The task
Two lines in the data below mark the range: the one with "31 for policies)" and the one with "I have everything". Return both, along with every line between them, exactly.

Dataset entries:
-------
PR #52, opened 2016-03-15
Included a Palo Alto Firewall target

nexusapoorvacus:


vklimovs:
This is very cool, thank you for doing that. Please add tests (https://github.com/google/capirca/tree/master/tests). We have tests for all other generators internally and we aim to merge them all here - but I'd like all new code from contributors to have tests.

ankenyr:
The current version of capirca now has a lot of tests that can be used as examples. Do you intend to implement some tests for this new generator?

nexusapoorvacus:
Yes, I will include the tests for this generator in the next few weeks. Thank you for letting me know.

ankenyr:
Hi @nexusapoorvacus have you had a chance to update the tests?
There is also a new way to document and validate supported tokens per platform. I would suggest looking at #96.

Also it looks like you still need to sign the CLA. There are instructions above on how to do that. Please do it so I can accept your code.

nexusapoorvacus:
I haven't had a chance to update the tests. I do not have PAF software I can test on any longer. I will try and get a hold of the software, but if anyone else would like to write tests, please feel free.

nexusapoorvacus:
I signed it!

lib/paloaltofw.py
```diff
@@ -0,0 +1,534 @@
...
+        rules.append(self.INDENT * 10 + "<member>" + tz + "</member>")
+      rules.append(self.INDENT * 9 + "</to>")
+
+      rules.append(self.INDENT * 9 + "<from>")
+      for fz in options["from_zone"]:
+        rules.append(self.INDENT * 10 + "<member>" + fz + "</member>")
+      rules.append(self.INDENT * 9 + "</from>")
+
+      rules.append(self.INDENT * 9 + "<source>")
+      if options["source"] == []:
```
ankenyr: You should use an implicit evaluation
please see https://google.github.io/styleguide/pyguide.html?showone=True/False_evaluations#True/False_evaluations
and from https://www.python.org/dev/peps/pep-0008/
For sequences, (strings, lists, tuples), use the fact that empty sequences are false.

Yes: if not seq:
     if seq:

No: if len(seq):
    if not len(seq):

lib/paloaltofw.py
```diff
@@ -0,0 +1,534 @@
...
+        rules.append(self.INDENT * 10 + "<member>any</member>")
+      else:
+        for s in options["source"]:
+          rules.append(self.INDENT * 10 + "<member>" + s + "</member>")
+      rules.append(self.INDENT * 9 + "</source>")
+
+      rules.append(self.INDENT * 9 + "<destination>")
+      if options["destination"] == []:
```
ankenyr: Same as above, implicit vs explicit

lib/paloaltofw.py
```diff
@@ -0,0 +1,534 @@
...
+        rules.append(self.INDENT * 10 + "<member>any</member>")
+      else:
+        for d in options["destination"]:
+          rules.append(self.INDENT * 10 + "<member>" + d + "</member>")
```
ankenyr: Line to long, 80 character limit

lib/paloaltofw.py
```diff
@@ -0,0 +1,534 @@
...
+      rules.append(self.INDENT * 9 + "</destination>")
+
+      rules.append(self.INDENT * 9 + "<service>")
+      if options["service"] == []:
```
ankenyr: Same, implicit vs explicit.

lib/paloaltofw.py
```diff
@@ -0,0 +1,534 @@
...
+    rules.append(self.INDENT * 5 + "</rulebase>")
+
+    end = []
+    end.append(self.INDENT * 4 + "</entry>")
+    end.append(self.INDENT * 3 + "</vsys>")
+    end.append(self.INDENT * 2 + "</entry>")
+    end.append(self.INDENT * 1 + "</devices>")
+    end.append("</config>")
+
+    return '\n'.join(initial) + '\n\n' +'\n'.join(service) + "\n\n" + '\n'.join(rules) + '\n' + '\n'.join(end)
```
ankenyr: Line too long, 80 character limit

policies/sample_paloalto.pol
```diff
@@ -0,0 +1,68 @@
...
+################
+
+# NOTE: makes sure zone names correspond to those specified in your firewall setup
+
+header {
+  target:: paloalto from-zone Trust-L3 to-zone Trust-L3
+}
+
+term allow-ping-firewall{
+  destination-address:: FIREWALL_EXTERNAL
```
ankenyr: FIREWALL_EXTERNAL doesn't exist in our .net files. Can you please fix this? Either add something into multitarget_sample.pol (I did this to test some of your code) or fix this file to use things already in the .net files.

tools/update-pa-firewall.py
```diff
@@ -0,0 +1,75 @@
+#!/usr/bin/python
```
ankenyr: Is there a reason you wish to add this file? I am not doubting that it may be useful to you but will it be useful to others in their own environment? I don't use palo alto firewalls so I am not exactly sure. There is also the fact that by accepting this file we are on-boarding the responsibilities around the file. We could say that things under the tools directory are unsupported but I would rather not do that either.

Let me know the reasoning behind this addition.

XioNoX:
@ankenyr 
How can I contribute to that PR?
I have those patches working on the current master. In addition I added:
* Address book/set support
* PAN application support (> layer 4)
* Raises errors if policies/services names are too long (61 char for services, 31 for policies)

ankenyr:
Hey @XioNoX,
This all depends on how well the commits went. If you can do the work to separate it out into a couple PRs I would be happy to review and accept them in short order. I would want an initial PR that is this initial add with the comments I mentioned fixed. Another adding tests. Then follow ups for each of the features above.
If that seems reasonable then I will look forward to your PR's. If not lets discuss a better strategy.

XioNoX:
@ankenyr 
I have everything in 1 paloaltofw.py file, so rolling back and separating it in several commits would be quite a pain.
I did however addressed the remarks you made on the current file, as well as running it through autopep8 (via atom beautify).
I haven't had time to look at the tests, but would like someone to review my current work before investing more time.

ankenyr:
I don't want to accept the code until tests are made for it. I am happy to do a review of a PR without tests just to make sure things look sane. After that if you can get some tests out we will be able to accept it. Does that sound fair? If so go ahead and start a new PR and we can get this started.

XioNoX:
Yeah, that's what I was looking for! Thanks.
https://github.com/google/capirca/pull/113 opened!

ankenyr:
I am going to go ahead and close this and follow up with #113. Thanks for the initial work @nexusapoorvacus. Thanks for picking things up @XioNoX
-------
Task response
* Raises errors if policies/services names are too long (61 char for services, 31 for policies)

ankenyr:
Hey @XioNoX,
This all depends on how well the commits went. If you can do the work to separate it out into a couple PRs I would be happy to review and accept them in short order. I would want an initial PR that is this initial add with the comments I mentioned fixed. Another adding tests. Then follow ups for each of the features above.
If that seems reasonable then I will look forward to your PR's. If not lets discuss a better strategy.

XioNoX:
@ankenyr 
I have everything in 1 paloaltofw.py file, so rolling back and separating it in several commits would be quite a pain.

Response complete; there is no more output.